Just when my balls were starting to clutch, she stopped and stepped away.
‘What the fuck? What’s the matter?’
She shook her head. ‘You can finish yourself off.’
‘Oh, brilliant.’
I came up the wall, the hem of my T-shirt gripped under my chin. Somehow, that weren’t how I’d planned on the evening ending.
‘Thanks for that,’ I said. ‘Remind me to leave you half-cocked next time an’ all.’
‘Come again?’
I gave her a look. ‘That’s not even close to being funny.’ But you’d started giggling, and that set me off too. And we stayed there looking at each other, laughing, like we couldn’t really believe we’d done this behind the back of the Novotel, as if we were a couple of stupid schoolkids again. We carried on laughing until we heard footsteps on gravel and then I took your hand and we hurried round the corner.
It were a long walk back to your bus stop. You were hugging yourself warm, I remember, nodding in thought like you were working up to say something. I stayed silent. I didn’t want to risk spoiling things. It might be easy to say this looking back now, but when I laid in bed afterwards, smiling my face off, it honestly did feel like a real turning point in my life. Eventually, you said, ‘You doing anything tomorrow night?’ ‘’S Friday. I’ll be at the mosque.’

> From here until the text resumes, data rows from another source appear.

PR #2340, opened 2021-09-16
fix(core): add missing project properties to SHACL file

Panaetius:
adds renku:hasDataset, renku:hasPlan, renku:hasActivity to Project SHACL shape


mohammad-sdsc (approved):
LGTM, thank you!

‘Really? Didn’t know you were that into it.’ My guard went up. ‘Why? That a problem?’
I saw her smiling to herself. ‘Nope. Not at all. In fact, some of my best friends are Muslims.’
I loved that you could make me laugh. ‘Yeah, yeah, okay. Sorry.’ We carried on walking. ‘’S just sometimes I get “the Friday feeling”, you know?’ I made air-quotes.
‘Guilt, probably. Wash off the sins of the week.’
‘Summat like that. Maybe.’
Up ahead, shadowed in orange under the dark glare of a lamppost, two giants were talking on the iron bench at the bus stop. But as we got closer I saw that it were only that the two blokes were perched up on the back-rest with their feet on the seat. They were smoking. Their chunky uniforms had large loose gold buttons. They were speaking some tongue-filled language. Porters from the hotel, probably. I put my arm around your shoulder and pulled you to me. We moved inside the bus shelter, away from the two blokes. The bus didn’t look like coming any time soon.
I knew the answer, but anyway I asked, ‘Do you like me?’
You looked surprised, amused even. ‘What are we? Twelve?’ Then: ‘Why? Do you like me?’
I made sure to get your eye. ‘Yeah. I do like you. As it happens.’
It did the trick. You pressed your face into the side of my neck, sucking it, and lifted your arms around my head. Behind you, the porters ground out their cigarettes and nudged one another. And then I remember steering one hand around you, and around your waist, and thinking that it sempt made to fit my hand.